Decimal is a base-10 numbering system. Binary is base-2. Base-10 means that the numbers go from 0 to 9 (10 numbers), and when we get to 9 we have to “carry the 1″ to the next column. Base-2 goes from 0 to 1.

Yep, binary only gets up to 1 before we need to “carry the 1″. Which is a bit confusing, but pretty cool. Counting in binary goes like this: 0, 1, 10, 11, 100, 101, 110, 111, 1000, 1001, 1010 – that’s 0 to 10 in binary.

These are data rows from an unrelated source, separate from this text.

PR #55, opened 2019-11-06
CRUD for WorkVersions

rschenk:
@awead Can you please check out `app/views/dashboard/work_versions/_status_badge.html.erb`. Do you reckon it needs a presenter? Maybe? Eh?


app/views/dashboard/work_versions/_show_files.html.erb
```diff
@@ -0,0 +1,20 @@
+<% if work_version.file_resources.present? %>
```
awead: @rschenk You could move the if statement into show.html.erb: `render 'show_files' [...] if work_version.file_resources.present?` and eliminate the nesting.

app/assets/stylesheets/work_versions.scss
```diff
@@ -0,0 +1,7 @@
+@import 'bootstrap';
+@import 'bootstrap/variables';
```
awead: @rschenk having to re-import these each time seems bad, but I'm guessing that ultimately it doesn't matter since it gets compiled down into one file anyway. Having different files named according to the partial they're styling is nice, but I guess the trade off is these duplicated import statements.

app/views/dashboard/work_versions/_show_fields.html.erb
```diff
@@ -0,0 +1,74 @@
+<p>
+  <strong><%= WorkVersion.human_attribute_name('version_name') %>:</strong>
+  <%= work_version.version_name %>
+</p>
```
awead: @rschenk extra credit if you want to reformat these in a more bootstrap-ish way, such as a definition list. Up to you though...

app/views/dashboard/work_versions/show.html.erb
```diff
@@ -0,0 +1,23 @@
+<nav aria-label="breadcrumb">
+  <ol class="breadcrumb">
+    <li class="breadcrumb-item"><%= link_to 'Your ScholarSphere Deposits', dashboard_works_path %></li>
```
awead: @rschenk we should i18n-ify the link text.

app/assets/stylesheets/work_versions.scss
rschenk: Yeah I have no idea if Sass is smart enough to compile these all down. I'll have a look

app/views/dashboard/work_versions/_show_fields.html.erb
rschenk: OnE gIaNt ViM mAcRo?!?!?!?

app/assets/stylesheets/work_versions.scss
awead: I think it is... at least when we precompile the assets in production mode.

awead:
@rschenk 
> @awead Can you please check out `app/views/dashboard/work_versions/_status_badge.html.erb`. Do you reckon it needs a presenter? Maybe? Eh?

Meh. I think a two-line view is good for now. We could refactor later if there are different kinds of badges, exc.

Remember in primary school when you learned 1’s, 10’s, 100’s etc. for each column? Well in binary the columns go 1’s, 2’s, 4’s, 8’s, 16’s etc. In base 10 each additional column is 10 times the size of the previous. In binary it is 2 times the size of the previous.

Decimal:

   1000  100   10   1
x     1    0    5   2
   ------------------
   1000 +  0 + 50 + 2 = 1052


Binary:

   16   8   4   2   1
x   1   1   0   0   1
   ----------------------
   16 + 8 + 0 + 0 + 1 = 25

binary bitsSo what’s it good for? I don’t know. Stuff. As I said, computers like it cause they only really understand 1s and 0s (which is ‘on’ or ‘off’ to them). Also you’ll be able to understand this t-shirt. But what we are going to use it for is counting up to 31 on one hand. Practical, and impressive at parties.

Have a go at clicking some of the checkboxes in the interactive “cyber-virtu-hand-3000″ at the top of the page and see if you can figure it out. Ya get it? hey? Here’s how it works: Your fingers become the “columns” from above – pinky=16, ring=8, middle=4, index=2 and thumb=1. No fingers=0. All the other numbers are combinations of fingers. for example, counting to 5 goes like this:
thumb(1), index(2), thumb and index(2+1), middle(4), middle and thumb(4+1).

Practise counting from 1 to 31 a couple-a times and you’ll be a pro. And you’ll be able to count the number of people at the party that give you that look of simultaneous sympathy and disgust. But you might need both hands for that – 2 hands can count up to 1023!

9 Comments

  1. grant wrote:

    Am I the only one who immediately switched the demo to 4? It was almost as if I were possessed

    Monday, May 9, 2005 at 9:15 pm | Permalink
  2. Mr. Speaker wrote:

    Grant, this is not something to be childish about. 17 dude!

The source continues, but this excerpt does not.